Ella Stevens, the eldest of the three at 22, has spent the most time within McLaren's infrastructure. She participated in the team's shadow programme that trains drivers on simulator work and pit wall observation before granting seat time. Stevens has spoken publicly about the value of learning race engineering alongside driving — a career path the sport rarely advertises but which retains women at every level of the technical pyramid.

The nickname problem and what it reveals

What has generated the most commentary is the trio's shared first name — and a nickname the BBC describes as Rihanna-inspired. Whether that nickname is "Pona" (a made-up term from Rihanna lyrics) or something else entirely, the association points to a broader pattern in how women's sport packages achievement for public consumption.

There is a version of this story in which McLaren simply happened upon three talented drivers who share a name, and a more cynical version in which the coincidence became too useful to ignore. The sport has form here. Formula 1 spent decades tolerating junior series with no female participation, then discovered in the mid-2010s that women drivers were useful narrative devices — provided they stayed in categories that did not threaten the main grid.

McLaren's situation is different in one important respect: none of the three Ellas is being positioned as a token inclusion. Each has logged genuine miles in machinery relevant to F1 progression. But the packaging — the shared name, the nickname, the visual cohesion — raises a question the team has not yet answered publicly: would this pipeline exist at its current pace if the three drivers were named Marcus, Oliver, and James?

What McLaren's rivals are doing

The picture across the pit lane is uneven. Mercedes has maintained a dormant relationship with the FIA's Girls on Track programme without converting it into a formal development pathway. Ferrari's FDA engine has produced exactly one female driver — and that programme was restructured after three years of inactivity. Red Bull's junior programme has historically been reluctant to sign women drivers, a reticence that the team's own leadership has acknowledged, if not directly explained.

McLaren's current approach therefore stands out not because it is revolutionary but because it is persistent. The team has run female development drivers consecutively for four years without announcing the initiative as a campaign. That steadiness may be more significant than any single headline the three Ellas generate.
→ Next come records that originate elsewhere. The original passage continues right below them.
PR #5096, opened 2015-11-15
Use Integer.BYTES and Long.BYTES instead of hardcoding size

danielcompton:
Using Integer.BYTES and Long.BYTES makes the intent of the byte handling code clearer, and less error prone if there are future changes to these sections.

cc @deontologician


deontologician:
Hey, sorry I missed this PR. I noticed it had been auto-closed when I deleted the java-driver branch (which has been merged to next now). Would you be willing to re-create this PR targeting next? It looks good to me

danielcompton:
Yep, in #5151.

PR #5101, opened 2015-11-16
add ability to export as newline separated JSON (nsj)

tayloramurphy:
Added ability to export as newline separated JSON (nsj) as well as appropriate language.

Also added language to import.py that indicates nsj is already accepted as an import type.


drivers/python/rethinkdb/_export.py
```diff
@@ -298,14 +306,15 @@ def csv_writer(filename, fields, delimiter, task_queue, error_queue):
             pass
 
 def launch_writer(format, directory, db, table, fields, delimiter, task_queue, error_queue):
-    if format == "json":
+    if format == "json" or format == "nsj":
         filename = directory + "/%s/%s.json" % (db, table)
```
Tryneus: I think the file extension should reflect the data type - since the file can't be parsed as valid JSON, it shouldn't be named with a `.json`.

Tryneus:
@tayloramurphy, this looks pretty good to me, thanks for the pull request!

I think `nsj` is a little strange for the name of the format.  The closest thing I could find to a standard for this format was http://jsonlines.org/ (which suggests `jsonl`) or http://dataprotocols.org/ndjson/ (which suggests `ndjson`).  I think renaming it to `ndjson` would be a little cleaner and more apparent to users.

tayloramurphy:
I like `ndjson`. I'll update the PR.

Thanks for the input!

tayloramurphy:
@Tryneus Updated appropriately. It looks better as `ndjson` for sure.

Tryneus:
@tayloramurphy, awesome!  I almost forgot - one last thing before we can merge it, could you sign our CLA at  http://rethinkdb.com/community/cla/?

tayloramurphy:
Done. I tried to do it earlier but it wouldn't load properly b/c of mixed content types. Seems to have submitted properly this time.

Tryneus:
@tayloramurphy, cool, merging.  Thanks again for the pull request!

Issue #4608, opened 2015-07-31
Consider creating tables with replication by default


danielmewes:
The idea is to have a replication factor of 2 or even 3 enabled by default when creating a new table through `table_create`, assuming there are enough servers in the cluster.

I think most people who run on a cluster will want to use replication, and changing the default makes it a little harder to forget setting it up and losing data in the end when a server dies.

Putting into 2.2 for discussion.

RubenKelevra:
I'm very new to rethinkDB but I would like to set a minimum replication for my cluster. So all new tables have the minimum-level on creation.

Else it would be great to create defaults per database / per cluster for sharding and tables.

j-c-m:
I would like to see this with a default of min(3,servers) so it could handle automatic failover by default.

Maybe a separate issue, but also worth considering is if shards should default to min(32,servers).

The possibility to also store more complex clusterwide defaults to tablecreate options in a system table I think would also be good.  I would be much happier storing a default for instance of

```javascript
{ shards: 12, 
replicas: { us1: 3, us2: 3, eu1: 3 }, 
primary_replica_tag: 'us1' }
```

Compared to having to solely rely on operational process around table and database creation.

WesleyDavid:
Just a note to add a voice to this conversation:

In my scenario I keep track of many RethinkDB clusters for customers, and each cluster is spread across at least three physical hosts. Customers are responsible for their management of the actual data, so I don't cross the threshold into the running Rethink process.

In this case, customers that are unfamiliar with RethinkDB defaults had created tables, but not explicitly configured sharding and replication. The default 1 shard and 1 replica option was used for most, if not all tables. One physical host had an outage that resulted in all data being lost on that host. All customers that had tables residing only on that host were lost. In discussing with customers, it appears that the expectation of most people that aren't deeply familiar with RethinkDB is: "Well, it's a cluster so it must replicate data, right? Right!"

A default of 2 replicas, if there's enough node, would be a positive thing IMO.

danielmewes:
Thanks for adding your experience @WesleyDavid .

Unfortunately the solution for this issue got delayed a bit because we have been working on a bunch of other important features/improvements. I still think that we should change the default though.

danielmewes:
I'd probably prefer a default of 3 rather than 2 to make automatic failover work, like @j-c-m mentioned.

WesleyDavid:
[...]

PR #5142, opened 2015-11-24
Add shard/replica parameters to `rethinkdb restore|import`

### LINKED ISSUE #5140: Add parameters for `rethinkdb restore` to initialize sharding
Currently `rethinkdb restore` and `rethinkdb import` always create tables with the default settings, which means that the tables will be neither sharded nor replicated.

I propose adding `--shards` and `--replicas` parameters to `rethinkdb import` and `rethinkdb restore`, which will be passed into any `table_create` call.

Note that you can only specify one set of shard/replica parameters per import process. If different settings are needed for different databases, users could run `rethinkdb import` multiple times for only a single database or table.

marshall007:
Fixes #5140. Haven't had a chance to test this yet, though.

### DIFF
--- a/drivers/python/rethinkdb/_import.py
+++ b/drivers/python/rethinkdb/_import.py
@@ -117,8 +117,8 @@ def parse_options():
     parser.add_option("--max-document-size", dest="max_document_size",  default=0,type="int")
 
     # Replication settings
-    parser.add_option("--shards", dest="shards", metavar="NUM_SHARDS", default=None, type="int")
-    parser.add_option("--replicas", dest="replicas", metavar="NUM_REPLICAS", default=None, type="int")
+    parser.add_option("--shards", dest="shards", metavar="NUM_SHARDS", default=0, type="int")
+    parser.add_option("--replicas", dest="replicas", metavar="NUM_REPLICAS", default=0, type="int")
 
     # Directory import options
     parser.add_option("-d", "--directory", dest="directory", metavar="DIRECTORY", default=None, type="string")
@@ -154,12 +154,12 @@ def parse_options():
 
     res["auth_key"] = options.auth_key
     res["clients"] = options.clients
-    res["shards"] = options.shards
-    res["replicas"] = options.replicas
     res["durability"] = "hard" if options.hard else "soft"
     res["force"] = options.force
     res["debug"] = options.debug
     res["create_sindexes"] = options.create_sindexes
+
+    res["create_args"] = {k: options[k] for k in ['shards', 'replicas'] if getattr(options, k) != 0}
 
     # Default behavior for csv files - may be changed by options
     res["delimiter"] = ","
@@ -270,7 +270,8 @@ def parse_options():
             if options.custom_header is not None:
                 raise RuntimeError("Error: --custom-header option is only valid for CSV file formats")
 
-        res["primary_key"] = options.primary_key
+        if options.primary_key is not None:
+          res["create_args"]["primary_key"] = options.primary_key
     else:
         raise RuntimeError("Error: Must specify one of --directory or --file to import")
 
@@ -523,9 +524,9 @@ def csv_reader(task_queue, filename, db, table, options, progress_info, exit_eve
 
 # This function is called through rdb_call_wrapper, which will reattempt if a connection
 # error occurs.  Progress will resume where it left off.
-def create_table(progress, conn, db, table, pkey, sindexes, shards, replicas):
+def create_table(progress, conn, db, table, create_args, sindexes):
     if table not in r.db(db).table_list().run(conn):
-        r.db(db).table_create(table, primary_key=pkey, shards=shards, replicas=replicas).run(conn)
+        r.db(db).table_create(table, **create_args).run(conn)
 
     if progress[0] is None:
         progress[0] = 0
@@ -547,12 +548,12 @@ def table_reader(options, file_info, task_queue, error_queue, progress_info, exi
     try:
         db = file_info["db"]
         table = file_info["table"]
-        primary_key = file_info["info"]["primary_key"]
+        create_args = dict(options["create_args"])
+        create_args["primary_key"] = file_info["info"]["primary_key"]
 
         conn_fn = lambda: r.connect(options["host"], options["port"], auth_key=options["auth_key"])
-        rdb_call_wrapper(conn_fn, "create table", create_table, db, table, primary_key,
-                         file_info["info"]["indexes"] if options["create_sindexes"] else [],
-                         options["shards"], options["replicas"])
+        rdb_call_wrapper(conn_fn, "create table", create_table, db, table, create_args,
+                         file_info["info"]["indexes"] if options["create_sindexes"] else [])
 
         if file_info["format"] == "json":
             json_reader(task_queue,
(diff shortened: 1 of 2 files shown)


marshall007:
It's unclear to me why (in `_import.py`) we have both a `table_check` method which implicitly creates the table if it doesn't exist, as well as a `create_table` method, which does that as well as builds the secondary indices. If I'm not mistaken we can refactor this to just use `create_table` everywhere, but I haven't dug in too much.

danielmewes:
Thanks a bunch for the PR @marshall007 !

@Tryneus might be able to explain why there are two different places for creating a table.

marshall007:
@danielmewes no problem! It looks like `create_table` gets used on the "import directory" path, while `table_check` is used when importing a single file. So I think it does actually make sense to consolidate all that into `create_table`. Let me know what your thoughts are @Tryneus!

Tryneus:
@marshall007 - you're right, these functions have quite a bit of overlap, and it could probably be simplified.

Notably: `table_check` and `tables_check` are nearly identical in their purpose, with the following differences:
* `table_check` is called for importing a file, and `tables_check` is called for importing a database.
* `table_check` will create the table, while `tables_check` will not - this is probably because when importing a single file, we don't have sindex information.
* `table_check` may use the pkey specified in command-line arguments or the auto-generated pkey
* `tables_check` must use the pkey from an existing info file

That said, it should be possible to combine these into a single call, although some edge cases may be tricky.  As for combining these with `create_table`, there are a few more considerations:
* The call would need to be made for all tables before importing data
 * This is so users don't spend hours importing data before running into an error that could have been spotted instantly.
 * We probably don't need to handle cases where the user changes the configuration during the import - that is their own fault (i.e. running similar imports from two places or dropping a table during the import).
* If we're rewriting `create_table`, it may be a good opportunity to leverage sindex status so we don't always recreate an index.
 * If the index is outdated, we create it
 * Otherwise, we check if the index function binary matches the one we have
 * If it doesn't match, we drop it and add our index function.

Keep in mind that `create_table` is currently being used in the "import file" path, although it is more of a no-op.  If you'd like to take a shot at this, I'd be happy to review the pull request (you can do it here or separately, whichever works).  Let me know if you have any questions or concerns.

marshall007:
@Tryneus thanks for the write-up, that helps a lot! I was thinking it would be nice to consolidate things in this PR so that we don't have to pass around the shard/replica params to all these methods, but it sounds like that's a lot to think about.

@danielmewes are we going to need to wait on `2.3` for this or could we sneak it in a `2.2.x` release? If we're gonna have to wait for `2.3` anyway, then I'll just do it all at once. Otherwise I'd prefer to just get this working as-is (and refactor in a separate PR) because it would be really useful for us right now.

danielmewes:
@marshall007 We can ship this in a 2.2.x point release if it's helpful for you.

marshall007:
@danielmewes I finally got back around to this and I think it's ready to go. The admin stuff is really hard to test, but the changes were trivial so I'm fairly confident. I have the default values for `shards/replicas` set to 1 so I didn't have to add a bunch of conditional logic. That should result in the same behavior as calling `r.table_create` without those arguments, correct?

I'll hold off on the refactor until #5147 makes it easier to test/debug locally.

danielmewes:
@marshall007 Thanks, sounds good.

Is there a way we could make the default being undefined rather than 1 though? That will play more nicely with https://github.com/rethinkdb/rethinkdb/issues/4608 once we implement it.

marshall007:
@danielmewes yep done, good call.

danielmewes:
Thanks @marshall007 .
@Tryneus could you take another look please?

drivers/python/rethinkdb/_import.py
```diff
@@ -515,9 +523,9 @@ def csv_reader(task_queue, filename, db, table, options, progress_info, exit_eve
 
 # This function is called through rdb_call_wrapper, which will reattempt if a connection
 # error occurs.  Progress will resume where it left off.
-def create_table(progress, conn, db, table, pkey, sindexes):
+def create_table(progress, conn, db, table, pkey, sindexes, shards, replicas):
     if table not in r.db(db).table_list().run(conn):
-        r.db(db).table_create(table, primary_key=pkey).run(conn)
+        r.db(db).table_create(table, primary_key=pkey, shards=shards, replicas=replicas).run(conn)
```
Tryneus: I don't think this does what you intend when `shards` or `replicas` is `None`:

```py
rethinkdb.errors.RqlRuntimeError: Expected type NUMBER but found NULL. in:
r.db('test').table_create('foo', shards=None, replicas=None)
                                        ^^^^
```

It might be easier to pass down some `kwargs` `dict` that you could expand with `table_create(table, **kwargs)`, but that gets complicated a bit by `primary_key`.

drivers/python/rethinkdb/_restore.py
```diff
@@ -135,6 +140,8 @@ def do_import(temp_dir, options):
     import_args.extend(["--directory", temp_dir])
     import_args.extend(["--auth", options["auth_key"]])
     import_args.extend(["--clients", str(options["clients"])])
+    import_args.extend(["--shards", str(options["shards"])])
+    import_args.extend(["--replicas", str(options["replicas"])])
```
Tryneus: It looks like this will be passing down `--shards None` and `--replicas None` if those parameters use their default value, which will error in the import script options parsing.

drivers/python/rethinkdb/_import.py
marshall007: Hmm, yea I was afraid that might happen, which is why I originally had the default set to `1`. I was hoping that passing `None` would just work the same as doing nothing so that it would work with #4608 as @danielmewes. Is there a better way without having to make different calls depending on the value of `shards/replicas`?

Tryneus: I would suggest making a `create_args` dict directly in `options` rather than having both `shards` and `replicas`, something like:

```py
def parse_options():
  ...
  res['create_args'] = dict([(name, options[name]) for name in ['shards', 'replicas'] if getattr(options, name) != None])
  ...

def create_table(..., create_args):
  ...
    r.db(db).table_create(table, **dict(create_args.items() + [(primary_key, pkey)])).run(conn)
  ...
```

This could be made more readable if you're willing to break it into multiple lines.

marshall007:
@Tryneus I think this is ready for another look when you have a second. I did pretty much exactly what you suggested, but also made `primary_key` part of the `create_args` since we have to call `r.table_create` in multiple places.

drivers/python/rethinkdb/_import.py
```diff
@@ -793,7 +803,9 @@ def import_directory(options):
 
     spawn_import_clients(options, files_info)
 
-def table_check(progress, conn, db, table, pkey, force):
+def table_check(progress, conn, db, table, create_args, force):
+    pkey = create_args["primary_key"]
```
Tryneus: This will crash if `primary_key` isn't present in `create_args`, which happens if it is not specified on the command-line.  Line 820 should probably just set `pkey` directly.  The two checks comparing `pkey` to `None`, should probably use `'primary_key' in create_args`.

Tryneus:
@marshall007 - I had one more comment in `_import.py`, and an unaddressed comment in `_restore.py`.  Please take a look and let me know your thoughts.

marshall007:
@Tryneus it was probably not obvious, but I changed the defaults in `_restore.py` to be `0` instead of `None` to address the issue you pointed out.

drivers/python/rethinkdb/_import.py
marshall007: Not sure I understood exactly what you meant concerning L820, but I just pushed another commit to address this.

Tryneus:
@marshall007, yep, I missed that change.  This looks like it'll do it, thanks for all the help!  Merging.

Tryneus:
Merged to `next`.  Also cherry-picked this into `v2.2.x` in commit b2fa7a7.

PR #5151, opened 2015-11-26
Use Integer.BYTES and Long.BYTES instead of hardcoding size

danielcompton:
Using Integer.BYTES and Long.BYTES makes the intent of the byte handling
code clearer, and less error prone if there are future changes to these
sections.


deontologician:
Looks good, thanks!

PR #5167, opened 2015-12-02
fix a java compiler error in eclipse.

bckfnn:
When loading the java driver in Eclipse IDE 4.5.1 gives an error
```
The type HashMap does not define putAll(Object, Object) that is applicable here	Converter.java	/drivers-java/src/main/java/com/rethinkdb/net	line 67
```

Specifying an explicit  type argument fixes the problem.


danielmewes:
Thanks for the PR @bckfnn !

Would you mind signing our CLA if you haven't done so yet? http://rethinkdb.com/community/cla/

Pinging @deontologician for review.

deontologician:
This looks good to me

bckfnn:
I have signed the CLA.

deontologician:
Merged, thanks again @bckfnn

PR #5221, opened 2015-12-17
Add information about Twisted requirement

katafrakt:
Apparently you also need Python's Twisted to run RQL tests (at least it shouted at me running Ruby tests when I did not have it installed). This might be a useful information to add to RQL tests Readme.

### DIFF
--- a/test/rql_test/README.md
+++ b/test/rql_test/README.md
@@ -25,11 +25,11 @@ make -C ../..
 sudo npm install -g mocha
 ```
 
-You also need `twisted` library for Python, with OpenSSL support. You might get it from your system's repositories or install it using `pip` (make sure you install it for correct Python version):
+You also need `twisted` library for Python, with OpenSSL support. Many systems have these installed, but if not they can be installed using `pip` (make sure you install it for correct Python version):
 
 ```
-pip install twisted
-pip install pyopenssl
+sudo pip install twisted
+sudo pip install pyopenssl
 ```
 
 ### Basic Usage
--- a/test/rql_test/README.md
+++ b/test/rql_test/README.md
@@ -25,6 +25,13 @@ make -C ../..
 sudo npm install -g mocha
 ```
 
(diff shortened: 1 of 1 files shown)


danielmewes:
Thanks for the PR @katafrakt, and sorry it took us a while to get back to you.

Have you signed our CLA yet? If not, you can do this online at http://rethinkdb.com/community/cla/ . We require the CLA for legal reasons before we can merge a pull request.

I believe the Twisted dependency is only for a certain set of tests. @larkost Is that right?
There are also some tests that require Tornado and gevent on Python, and EventMachine on Ruby. You might want to mention those too.

Assigning @larkost for further review.

larkost:
@katafrakt Thanks for pointing this out. All of my base test OS's have these modules automatically installed that I forget that they are not part of the base install of `python`. I am going to make a pair of line comments on the change, but they are minor. With those two, and a signed CLA, we are all ready to go!

test/rql_test/README.md
```diff
@@ -25,6 +25,13 @@ make -C ../..
 sudo npm install -g mocha
 ```
 
+You also need `twisted` library for Python, with OpenSSL support. You might get it from your system's repositories or install it using `pip` (make sure you install it for correct Python version):
+
+```
+pip install twisted
```
larkost: These should probably have `sudo` prepended since most people will not be running as root.

test/rql_test/README.md
```diff
@@ -25,6 +25,13 @@ make -C ../..
 sudo npm install -g mocha
 ```
 
+You also need `twisted` library for Python, with OpenSSL support. You might get it from your system's repositories or install it using `pip` (make sure you install it for correct Python version):
```
larkost: It sounds a little better to say:
```
many systems have these installed, but if not they can be installed using `pip` (make sure you install it for correct Python version):

katafrakt:
@larkost Thanks for your suggestions. PR is now updated. Should I also squash commits into one?

I already signed CLA some time ago.

larkost:
Looks great! I am merging it now. Thanks again for finding this, and contributing the fix!

PR #5261, opened 2016-01-06
Add Ruby variants to polyglot tests from #4846

### LINKED ISSUE #5251: test/rql_test/polyglot/aggregation.rb1.9 failing in next
Several instances of `Sorry, r.row is not available in the ruby driver.  Use blocks instead.`.

The other (dynamic) languages (Javascript, Python) pass just fine.

Seems to be introduced by #4846; pinging @deontologician and @marshall007

marshall007:
Fixes #5251.


larkost:
This all looks good, and solves the problem. Thanks!

PR #6966, opened 2021-04-28
Fix link flags order for curl, openssl and zlib (v2.4)

Skywalker13:
Like https://github.com/rethinkdb/rethinkdb/pull/6965 but for v2.4 branch


srh:
Thank you for the changes.  This has been rebased onto v2.4.x in commit 3f653078d11d8601639f212e136318444890ea86.

PR #6978, opened 2021-06-26
Replace v8 with QuickJS

srh:
Replaces v8 with QuickJS.

Keeps the Duktape replacement in the git history.

The build system now git clones a vendored repo at https://github.com/srh/rethinkdb-vendored, and we should change that to https://github.com/rethinkdb/rethinkdb-vendored , provided that we do want to make the build system clone a vendored repo for the dependencies this way.

Also, we need to get this working on Windows.


srh:
After a make clean and rebuild, we already see a problem with this PR:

The structural problem F1 has not solved

None of the three Ellas has a confirmed race seat. The current Formula 1 grid has two women across twenty seats — one contracted to a team that has not scored a point in two seasons, the other in her second season at a midfield outfit. The ladder above Formula 2 remains overwhelmingly male, overwhelmingly white, and structured around training schedules that coincide with school-leaving ages in northern European countries.

McLaren can point to its pipeline and note that the outcome is not yet determined. That is fair. But a pipeline without a destination is a holding facility, and the history of women in motorsport is littered with pipelines that ran dry before anyone reached the top.

The three Ellas are fast. The three Ellas are in the right programme. Whether McLaren — and Formula 1 — is ready to act on that combination is a question neither the team nor the sport has yet been forced to answer.

Desk note: BBC Sport's profile was the only wire outlet covering this development on 21 May 2026, making it the sole primary source. The article's focus on the three Ellas as individuals rather than as a collective narrative reflects Monexus's assessment that the story's weight rests on their results, not on their optics.